Strained quad on the right side? Do you have pain in your right knee? Did you develop an injury on your left leg after either of those?
Seemingly minor injuries in soccer often lead to other injuries if they’re not properly treated and rehabilitated, explains Seth Eisenberg, PT, DPT, SCS, ATC, Regional Director with Physical Therapy at St. Luke’s.
This is an important concept to understand for Lehigh Valley United soccer players and their parents. That’s why proper physical therapy is so important.
“Typically with soccer, most of the injuries that we see are lower extremity injuries,” Eisenberg said, referring to leg injuries from the thighs, hamstrings, knees, calves and ankles, all the way to the toes.

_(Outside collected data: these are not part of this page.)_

PR #906, opened 2023-02-18
fix(driver): verifier issues on clang-7

Andreagit97:
**What type of PR is this?**

/kind bug

/area driver-bpf

/area tests

No

After recent changes in the old bpf probe, we are facing some stability issues. This is probably the moment to replace the old `bpf_val_to_ring`  helper with dedicated helpers like in the modern probe to reduce complexity and help the verifier.
This PR adds three new helpers:

* `bpf_push_u32_to_ring`
* `bpf_push_u64_to_ring`
* `bpf_push_s64_to_ring`

These helpers are still dirty because until we remove the `val_to_ring` we have to preserve some code patterns, I left some TODOs to address them in next PRs. This doesn't want to address all issues we have in one shot, it's just a little step to the final solution and it solves some verifier issues we faced with 2 fillers `sys_setns_e` and `sys_mmap_e`.

I also added a CI job to test the probe on the machine that caused these verifier issues: kernel `5.8.0-1041-aws` with `clang-7`

I fixed also some drivers' tests to run them on older kernels that miss the support of some `io_uring` flags.

This was the original failure:

```
regs=0 stack=10 before 1356: (15) if r1 == 0x2 goto pc+110
 R0_rw=map_value(id=0,off=0,ks=4,vs=262144,imm=0) R1_rw=inv(id=0) R2=inv(id=0,umax_value=131071,var_off=(0x0; 0x1ffff)) R3_w=inv(id=0) R4_w=inv(id=0,smax_value=2) R5=inv(id=0,umax_value=64,var_off=(0x0; 0x40)) R6_r=ctx(id=0,off=0,imm=0) R7_r=map_value(id=0,off=0,ks=4,vs=181,imm=0) R8=inv0 R9_rw=inv4294967293 R10=fp0 fp-8=mmmmmmmm fp-16=map_value fp-24=map_value fp-32=mmmmmmmm fp-40_r=mmmmmmmm fp-48=inv1 fp-56=mmmmmmmm
parent already had regs=0 stack=0 marks
math between map_value pointer and register with unbounded min value is not allowed
processed 1019 insns (limit 1000000) max_states_per_insn 0 total_states 25 peak_states 25 mark_read 5

-- END PROG LOAD LOG --
Fri Feb 17 18:42:25 2023: An error occurred in an event source, forcing termination...
Events detected: 0
Rule counts by severity:
Triggered rules by rule name:
Error: libscap: bpf_load_program() event=raw_tracepoint/filler/sys_mmap_e: Operation not permitted
```

Falco CI job :point_right: https://app.circleci.com/pipelines/github/falcosecurity/falco/3782/workflows/b5e04864-b926-4e04-b8e1-da5bc1f3fe85/jobs/32304/parallel-runs/0/steps/0-102

```release-note
NONE
```

### DIFF
--- a/.circleci/config.yml
+++ b/.circleci/config.yml
@@ -108,9 +108,50 @@ jobs:
             cd /tmp/libs/build && cmake -DUSE_BUNDLED_DEPS=Off -DBUILD_BPF=Off -DBUILD_DRIVER=Off ..
             make run-unit-tests -j6
 
+  "test-clang-7":
+    machine:
+      image: ubuntu-2004:202107-02
+    steps:
+      - run:
+          name: Install deps ⛓️
+          command: |
+            sudo apt update -y
+            sudo DEBIAN_FRONTEND=noninteractive apt install -y --no-install-recommends ca-certificates git make build-essential clang-7 libelf-dev libcap-dev cmake linux-headers-$(uname -r)
+            ls /usr/bin/ | grep clang
+            ls /usr/bin/ | grep llc
+            sudo ln -s /usr/bin/clang-7 /usr/bin/clang
+
+      - checkout:
+          path: /tmp/libs
+
+      - run:
+          name: Print kernel info 🔢
+          command: |
+            uname -a
+
+      - run:
+          name: Build drivers and engines tests 🏗️
+          command: |
+            mkdir -p /tmp/libs/build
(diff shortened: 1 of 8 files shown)


jasondellaluce (approved):
I think this approach will help us making the old eBPF probe more maintainable! Thanks for the great effort Andre!

/approve

FedeDP (approved):
/approve

I agree with you, we should really take the time to split up `bpf_val_to_ring` or we will soon get hit by multiple verifier issues.

PR #851, opened 2023-01-30
cleanup(build): check targets instead of USE_BUNDLED_foo

gnosek:
**What type of PR is this?**

> Uncomment one (or more) `/kind <>` lines:

> /kind bug

/kind cleanup

> /kind design

> /kind documentation

> /kind failing-test

> /kind feature

**Any specific area of the project related to this PR?**

> Uncomment one (or more) `/area <>` lines:

> /area API-version

/area build

> /area CI

> /area driver-kmod

> /area driver-bpf

> /area driver-modern-bpf

> /area libscap-engine-bpf

> /area libscap-engine-gvisor

> /area libscap-engine-kmod

> /area libscap-engine-modern-bpf

> /area libscap-engine-nodriver

> /area libscap-engine-noop

> /area libscap-engine-source-plugin

> /area libscap-engine-savefile

> /area libscap-engine-udig

> /area libscap

> /area libpman

> /area libsinsp

> /area tests

> /area proposals

**Does this PR require a change in the driver versions?**

> /version driver-API-version-major

> /version driver-API-version-minor

> /version driver-API-version-patch

> /version driver-SCHEMA-version-major

> /version driver-SCHEMA-version-minor

> /version driver-SCHEMA-version-patch

**What this PR does / why we need it**:

Whenever we add dependencies to cmake targets coming from bundled dependencies, the `USE_BUNDLED_foo` check (with potential extra conditions) is a proxy for what we really need, i.e. "is target `foo` defined in cmake" (we can't depend on it otherwise in any case), so I believe directly checking for cmake targets conveys the idea better.

**Which issue(s) this PR fixes**:

Fixes #

**Special notes for your reviewer**:

I did not touch all the dependencies on zlib (even though the vast majority of our sublibraries don't care about it) because we include scap_zlib.h (which then includes zlib.h) in scap-int.h. This means effectively everything depends on zlib and should be cleaned up sooner or later.

**Does this PR introduce a user-facing change?**:

```release-note
NONE
```

PR #907, opened 2023-02-19
fix(cmake): make scap_engine_savefile depend on zlib only if not in minimal build

jasondellaluce:
**What type of PR is this?**

/kind bug

/area build

This fixes a regression in the cmake setup introduced in https://github.com/falcosecurity/libs/pull/851 that caused the failure of a CI job in Falco (https://github.com/falcosecurity/falco/actions/runs/4206450519/jobs/7299948726).

```release-note
NONE
```

### DIFF
--- a/userspace/libscap/engine/savefile/CMakeLists.txt
+++ b/userspace/libscap/engine/savefile/CMakeLists.txt
@@ -4,5 +4,7 @@ add_library(scap_engine_savefile
     scap_reader_gzfile.c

Eisenberg, who is a board-certified Clinical Specialist in Sports Physical Therapy, says that ankle sprains and knee injuries are the most common injuries reported in soccer, with the ACL injury – the anterior cruciate ligament of the knee – being the most well-known.
But it’s the tweaks and nagging injuries to the quadriceps muscles of the thighs, the hamstrings and the ankles that potentially lead to the more significant injuries down the road.
“The No. 1 risk factor for injury is actually a previous injury,” Eisenberg explains. “If you have an injury in your right leg, and all of a sudden you have a new injury in the other leg, it’s most often because you didn’t get a full, complete recovery after your previous injury.”
Properly rehabilitating an injury after it occurs can decrease not only the chance of re-injury, but of other “sympathetic” injuries from occurring.
Physical therapy works in several ways to get the players back on the field at 100 percent.
“The first thing we always address in physical therapy is range of motion and flexibility,” Eisenberg says. “We have to address those areas first, then any muscular imbalances or deficiencies, and then progress to functional activities for return-to-sport.”
Once the range of motion and flexibility are restored for the original injury, physical therapists address the strength and muscular imbalances that contributed to the injury.
“Range of motion, flexibility, strength and muscle balance are like the foundation of your house,” Eisenberg says. “You need to have a strong and steady foundation before you build-up, which in physical therapy is our functional and return-to-sport activities.”
Eisenberg said that, especially in soccer players, there is often a demonstrated strength imbalance between the quadriceps – the anterior chain of muscles – and the hamstrings and glutes, or the posterior chain.
Quad strains or knee pain can occur when the front of the leg does too much of the work and the glutes – the butt – and hamstrings aren’t doing their portion. After the range of motion and flexibility return, exercises are prescribed for training the muscles to share the work for a more harmonious – and hopefully injury-free – relationship.
“The analogy I use for the kids is that it’s like doing a group project in school,” Eisenberg says. “There’s one teammate in the project doing all the work, and the other teammates aren’t doing their jobs. The team member doing all the work gets angry. That’s the injury.”
Physical therapy isn’t just about treating an injury. It’s also about designing an exercise program that provides the best range of motion, flexibility and muscle group balance to keep the player healthy and injury-free.
And, you don’t have to see your doctor first.
Most people with an injury can be seen by a physical therapist without a prescription referral, which means a quicker start to physical therapy and a faster recovery.